Wrestlers testified that Kulas was extremely arrogant and demanding backstage prior to the match and, when told that he would have to bleed as part of the match, Kulas had asked New Jack to blade him, since he had never done it. Dudley stated that he knew things would go wrong when Kulas introduced himself to New Jack and "wanted to suggest some ideas", both a violation of unwritten rules of younger wrestlers not taking the lead from veterans as well as "New Jack being New Jack". The book The Rise and Fall of ECW also states that as the medic crew carried Kulas out, he was escorted by Tommy Dreamer, who held his hand to comfort him. Passing by the audience, Kulas began giving them the finger in an attempt to continue "playing the bad guy".

Authorities later determined that Kulas had lied to Heyman about his age and experience; Kulas claimed to be 21 years of age, but he was actually 17 years old. He also claimed to have been trained by Killer Kowalski, and his father vouched for him, but Kulas was never trained to wrestle. In The Rise and Fall of ECW, Heyman says Kulas's dubious credentials as a student of Kowalski were endorsed by Tiny the Terrible. Years later in a view of hindsight, Tiny the Terrible recounted feeling resentment over Kulas abandoning him and his brother to take a higher profile match.

Dudley said that the culture was different in 1996 in that anything someone said about their credentials was taken as fact as opposed to the modern day where promoters do their due dillegence and check someone's credentials before booking them, which was enacted in part due to the Mass Transit incident.
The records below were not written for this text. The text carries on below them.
PR #3228, opened 2024-05-20
Add nlohmann json, remove picojson

Ghabry:
Is enabled for all platforms because this will be used by a JSON event command (#3215)

Used the opportunity to get rid of picojson :) (one less vendored dep, only dr_wav left xD)


CMakeLists.txt
```diff
@@ -884,6 +883,23 @@ player_find_package(NAME lhasa
 	TARGET LHASA::liblhasa
 )
 
+# json support
+option(PLAYER_WITH_NLOHMANN_JSON "Support processing of JSON files" ON)
```
carstene1ns, line 887: Maybe move the condition to the option instead of package finding? Is not intuitive when the option has no effect.
-> something with set cache force for emscripten

Ghabry:
Quick size benchmark: Moving to nlohmann_json increased the binary size of the WASM file by 34 KB. (at least for the stripped release WASM file, for the debug file it is +1 MB :cold_sweat: )

carstene1ns (approved):
🏙️

PR #3231, opened 2024-05-27
Regression fix of the Scene refactor: Battle skills were not listed correctly

Ghabry:
also cleaned up some compiler warnings (though this concrete weird C++ behaviour was not warned about -_-)


carstene1ns (approved):
Looks good to me.

carstene1ns:
These promotion rules only apply for const references here, would be catched for non-const. This kind of magic is the reason we have `explicit` constructors since c++11....

Issue #1919, opened 2019-10-04
Optimize interpreter with computer gotos


fmatthew5876:
This is a non standard language feature implemented on all compilers except Microsoft. 

- [ ] Merge all 3 `ExecuteCommand` methods into 1
- [ ] Reimplement the switch using computed go-to and measure the performance gain.
- [ ] Provide a fallback for MSVC

https://youtu.be/IAdLwUXRUvg

The speaker claims a 10-20% speed in improvement in Lua and Python interpreter's using this technique.

This could result in 10-40% speedup in Player interpreter execution.

PR #3233, opened 2024-05-31
Interpreter Refactor

florianessl:
- Refactors & restructures some of the logic of my "AntiLag" branch into a new "Caching" namespace.
- Moves some of the common helper function from the interpreter class to a new file "game_interpreter_shared.cpp"
- Adds a new abstract base class for the interpreter: "Game_BaseInterpreterContext"
  -  This class holds the declarations for a few member functions which are used for evaluation logic across different sorts of commands
  - All the moved helper functions (CheckOperator, ValueOrVariable, CommandStringOrVariable & others) are agnostic to the actual implementation of the interpreter itself
- Refactors "ValueOrVariable" & "ValueOrVariableBitfield" into template methods
  - Might save some unecessary branching depending on the context in which they are used

New helper function: "DecodeTargetEvaluationMode"
- Unifies some of the commonly seen logic that was responsible for decoding command arguments into either a single variable id or a set range of variables.
- Used in ControlSwitches, ControlVariables & ControlStrings with different template parameters (these specify the supported variable accessing modes). E.g.: A hypothethical new "ControlVariablesEx" command could just set all of these parameters to true and share the rest of its logic with the original command.
- Used in my ScopedVars branch for these new commands:
  - ControlSwitchesEx
  - ControlVariablesEx
  - ControlScopedSwitches
  - ControlScopedVariables 

This should be most of the easier-to-verify-and-merge changes, my "ScopedVars" depends on.

The current draft for ScopedVars also contains some more changes for the "ControlVariables" & "ConditionalBranch" commands, moving all of the operand switching logic into game_interpreter_control_variables.cpp. Basically I reinvented dispatching tables for this, to share this logic between the different new command spin-offs, but I have yet to confirm with benchmarks that this really a good solution. I don't want to slow any of the existing commands down by even a single cycle. :D  
https://github.com/florianessl/Player/tree/ScopedVars
Best possible way to implement all this switching would likely be a mix of computed go-tos & tail recursion (see #1919 for the suggestion of implementing computed go-tos; but it´s debatable, if any of these changes would create any speed-ups in current-year & aren't already part of common compiler optimizations.)

### DIFF
--- a/src/game_map.h
+++ b/src/game_map.h
@@ -74,14 +74,6 @@ private:
 	bool message = false;
 };
 
-class MapEventCache {
-public:
-	void AddEvent(lcf::rpg::Event& ev);
-
-private:
-	std::vector<int> event_ids;
-};
-
 /**
  * Game_Map namespace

For New Jack's part, after the match he was reportedly annoyed that ECW had let a legal minor wrestle a match and had already left the arena before police arrived.

==Later events==
Erich Kulas died on May 12, 2002, at the age of 22, due to complications from gastric bypass surgery.
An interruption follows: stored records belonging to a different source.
PR #3234, opened 2024-06-02
WiiU Fixes

Ghabry:
Still lacks polish like e.g. a nice banner but at least audio does not assert anymore and saving of the config works.

----

About this weird teardown in player.cpp (can we do better?)

SDL2 has a ProcUI handle which refers to the current application and for a proper shutdown of the app, SDL2 listens to PROCUI_STATUS_EXITING and then does some further cleanup.

When using the Exit menu item this will not trigger the cleanup automatically because SDL will not receive the shutdown event (but it receives it when using "WiiU Menu" in the home menu).

To make it receive the event I call ``SYSLaunchMenu()``, then pump events once more (via that recursive call, SDL gets the quit event now) and then everything works...

https://github.com/devkitPro/SDL/blob/7b058bd042a7c624c277aaddbca6fb2f6ae5233d/src/video/wiiu/SDL_wiiuvideo.c#L326-L338


carstene1ns:
The `SysLaunchMenu()' call is a good workaround, using this now as well:
https://github.com/carstene1ns/easyrpg-player/blob/956eb50afcb5cbd624ad94d237d2bfa9b4405bed/src/platform/wiiu/main.cpp#L121-L131

And here is the rest of the WIP branch:
https://github.com/EasyRPG/Player/compare/master...carstene1ns:easyrpg-player:feature/wiiu

You can use this network log receiver for debugging: https://gist.github.com/carstene1ns/e38fa10351449fee25cf2cc339c8e043

Ghabry:
woah that UDP logger is awesome. Makes my life much easier xD

Ghabry:
Your code terminates fine when using the exit option but exiting from the WiiU menu crashes in most cases :/

Haven't found a working solution yet.

---

My ugly recursive call on exit is working in both cases

Ghabry:
Shutting down works now properly in all three cases:

- Home Menu
- Player picks Exit
- Output::Error

The only remaining problem is extremly slow opening of ZIP archives, likely some IO buffering issue. But is not a _blocker_ for me.

----   

Had to replace these WHB wrapper functions with calls to ProcUI which is the low level API.

SDL2 will not handle it when it is initialized before launching SDL2. (see code in wiiu_video.c)

Problem is that you cannot query the ProcUI status after it was shutdown (calling the function will crash) so I needed more low level access to differentiate between "Home Menu used" and "Exit option selected (or Output::Error)".

(This also makes ``WHBProcIsRunning`` crash when the shut down was requested, making this function pretty useless for checking whether it is running xD)

---

btw it seems USB Keyboards are not initialized by SDL2/WUT, so cannot use it :(  (used it to input the Wifi password before so should work in theory...)

Ghabry:
IMG_20240603_143132

IMG_20240603_143145

IMG_20240603_143147

resources/wiiu/splash-drc.png
carstene1ns, line 1: Calling @jetrotal for a higher quality version of the drc splash, this one has been upscaled.
Also we could drop the black border of the icon...

Ghabry: The Logo Text indeed needs a bigger version.

For the rest:

There is a PSD file in https://easyrpg.org/downloads/logos/ Gimp can load it but is not fun working with it :sweat_smile: 

For the splash this could be used (?) Has the same metrics as the real logo, just higher res.

splash-drc

Or this:

Unbenannt


Icon:

icon

Unfortunately the EasyRPG text is hard to read here as it is too bright (gray Ui on WiiU)

So Icon with text works better:

icon

Ghabry:
The ICU issue is a simple fix :confetti_ball:  :confetti_ball:   :confetti_ball: 

The patch must be moved before ``cp -rup icu icu-native`` as the tool that requires patching is from the native icu.

https://github.com/EasyRPG/buildscripts/blob/master/wiiu/2_build_toolchain.sh#L45

jetrotal:
icon
image

TV
image

PAD
image


The idea is to promote ourcharsets on the joypad screen, by letting a user search for their favorite character by looking at it.


Here's a psd containing editable assets:
[EasyRP_wiiu_PSDs.zip](https://github.com/user-attachments/files/15546242/EasyRP_wiiu_PSDs.zip)

I recomend opening my psd files over the browser editor https://www.photopea.com/
instead of GIMP.

Ghabry:
Thanks!

The downscale made imo Y look weird because on one side it is one pixel shorter.

Quickly edited it:

grafik

Ghabry:
Somehow the buffering doesn't work and "pubsetbuf" does nothing (which is allowed by the standard xD) so I wrote my own buffering file IO.

Verifying whether the filebuf implementation is correct is a bit tricky. I wrote a test code that does hundreds of random seeks using beg/cur/end mode and reads and compared the result with the normal fstream.

Then executed it multiple times until I got no asserts anymore because of mismatches...

Ghabry:
I will enable this custom IO for the other homebrew targets.

Only did an additional test on the Wii and this gives a huge loading time speedup. So likely also helps on Vita, 3DS and Switch.

src/platform/wiiu/main.cpp
```diff
@@ -0,0 +1,160 @@
...
+#ifdef USE_SDL // SDL might wrap main()
+#  include <SDL.h>
+#endif
+
+#include <coreinit/debug.h>
+#include <coreinit/foreground.h>
+#include <proc_ui/procui.h>
+#include <sysapp/launch.h>
+
+using namespace std::chrono_literals;
```
carstene1ns, line 36: This once could go or let it stay and change in `WiiU_Exit()`.

src/platform/wiiu/main.cpp
```diff
@@ -0,0 +1,160 @@
...
+#else
+#include <whb/log.h>
+#include <whb/log_cafe.h>
+#include <whb/log_module.h>
+#include <whb/log_udp.h>
+
+static bool moduleLogInit = false;
+static bool cafeLogInit = false;
+static bool udpLogInit = false;
+static bool prodUiExited = false;
```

The incident was featured in a 2020 episode of Dark Side of the Ring centered on New Jack. Kulas's family declined to participate in the episode.

Up to his own death in May 2021, New Jack did not express remorse for the incident: the final tweet on his Twitter account, posted just a day before his death from a heart attack, reiterated that Kulas requested the blading.
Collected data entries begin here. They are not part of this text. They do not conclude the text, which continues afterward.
PR #3238, opened 2024-06-10
Make our life on GitHub easier:

carstene1ns:
- Automatically [label pull requests](https://github.com/actions/labeler)
- Hilight some warnings in the output
- Keep actions updated

### DIFF
--- a/.github/labeler.yml
+++ b/.github/labeler.yml
@@ -1,0 +1,98 @@
+#
+# See https://github.com/actions/labeler
+# and workflows/pr_labels.yml for reference
+#
+
+Building:
+- changed-files:
+  - any-glob-to-any-file:
+    - .github/**
+    - CMakeLists.txt
+    - builds/**
+    - '!builds/android/app/**'
+    - Makefile.am
+    - configure.ac
+
+Documentation:
+- changed-files:
+  - any-glob-to-any-file:
+    - docs/**
+    - '**/*.md'
+    - '**/*.adoc'
+    - src/docmain.h
+    - '**/Doxyfile*'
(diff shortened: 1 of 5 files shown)


carstene1ns:
Tested this by merging to my master branch and issuing a pull request:
https://github.com/carstene1ns/easyrpg-player/pull/1
Labels have been applied.

.github/labeler.yml
```diff
@@ -0,0 +1,91 @@
+
+Building:
+- changed-files:
+  - any-glob-to-any-file: [ '.github/**',
+                            'CMakeLists.txt',
+                            'builds/**',
+                            'Makefile.am',
```
Ghabry, line 7: Not sure if CMakeLists and Makefile.am should be listed here as any PR that adds new files will trigger this label.

Ghabry:
I have no idea how this Yaml stuff works and do not want to learn it. So feel free to merge it when you consider it ready xD

.github/labeler.yml
carstene1ns: Technically each added file changes the building process, but I get what you mean.
Unfortunately these labels can only be changed on file basis or branch basis, so only option would be to apply building label manually then.
I think we should just live with some false positives for now and amend the config later, if needed.

carstene1ns:
emote

carstene1ns:
> My guess for the autolabel as Building is `!builds/android/app/**`. This likely matches when any file outside of android is changed 🤔

Oh right, this makes sense. At least is the only negation, so this can happen with the `Building` label.
Will fix in a bit!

One positive that came out of the incident was that it made promoters, particularly on the independent circuit do more vetting on making sure wrestlers are of legal age. In an interview with Maven Huffman about the incident in 2024, D-Von Dudley said that he wouldn't let his own sons (who are also professional wrestlers) enter the business until they were 18 and that due to the ramifications of the incident Heyman would never even consider booking Kulas for another match even once he turned 18.